▶ **WORK ITEM**
Go through the listing and transcribe each line exactly.

▶ **GIVEN ENTRIES**
PR #3358, opened 2025-04-08
Auto approval for SANDBOX so BCEID don't need staff approval

seeker25:
*Issue #:*
https://github.com/bcgov/entity/issues/27041


ochiu (approved):

seeker25:
I will continue more on this if it's needed. If it isn't we'll remove later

▶ **RESULT OF THE EXERCISE**
PR #3358, opened 2025-04-08
Auto approval for SANDBOX so BCEID don't need staff approval

seeker25:
*Issue #:*
https://github.com/bcgov/entity/issues/27041


ochiu (approved):

seeker25:
I will continue more on this if it's needed. If it isn't we'll remove later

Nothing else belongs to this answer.